RUSHVILLE — The Illinois Arts Council Agency provides grants to not-for-profit organizations around the state. But right now, it’s seeking something back – input.
The state agency is holding a listening tour with a focus on central and southern Illinois.
“I’m blown away by all of the stuff that is happening in the nooks and crannies of the state of Illinois. It is astounding and it’s a lot of fun to be a part of,” said Joshua Davis-Ruperto, Executive Director of the IACA.
The listening tour brought Davis-Ruperto and several other members of the IACA leadership team to the Hub Arts & Cultural Center in Rushville on Monday.
Davis-Ruperto said the agency is striving to re-evaluate its programs from a down-up perspective.
“We want to go into communities, see what the issues are, see how we can best support the people that need the money, and build the programming based on that as opposed to doing it from the top-down,” he said.
Davis-Ruperto said they’ve been hearing on the tour about struggles organizations are facing – struggles to keep the doors open and the lights on as we slowly come out of the pandemic.
Giving grants throughout Illinois
Davis-Ruperto said the IACA is a state agency that distributes taxpayer dollars through grants, and one of its goals is to help Illinois artists and organizations succeed – they want to make sure no one is left behind.
“We don’t have a competitive process,” he said. “You’re not in competition with anybody. We’re taking a look at what you’re doing for your community, and if you’re doing good work, we want to support that.”

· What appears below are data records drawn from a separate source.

PR #6811, opened 2025-04-14
Update the access tokens used for auto labeling CI

sricker-nvidia:
The auto labeling CI has been failing as a result of the SLANGBOT_PAT token not having all of the necessary permissions. Change updates the tokens used for requests to use new tokens that were created with the specific permissions needed for the operations in this CI workflow.


jkwak-work (approved):
Looks good to me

Davis-Ruperto said the IACA is partnering with the National Assembly of State Arts Agencies to do “a hardcore assessment” of the IACA’s general operating support grant fund. The majority of the IACA’s funding goes through that program.
He said they want to ensure diversity in the funding – racial diversity, geographic diversity, all kinds of diversity – to determine which communities might be getting left behind through the current process.
He said the agency can then make “as many changes as we possibly can” to the granting program to ensure it meets the needs of those who are currently being left behind.
Arts for everyone
Davis-Ruperto believes the arts should be a shared experience, and that’s why the arts were hurt so much by the pandemic.
He also believes the arts should not be considered elitist. He said the arts are about culture and community.
“Culture is our history. It’s who we are as a people,” he said.
In addition, he said the arts can be an economic driver for communities.
“When people go to see a play or they go to an event, they don’t just go to an event. They may go shopping in the area. They may get dinner. We are a resource in order to revitalize a community,” he said.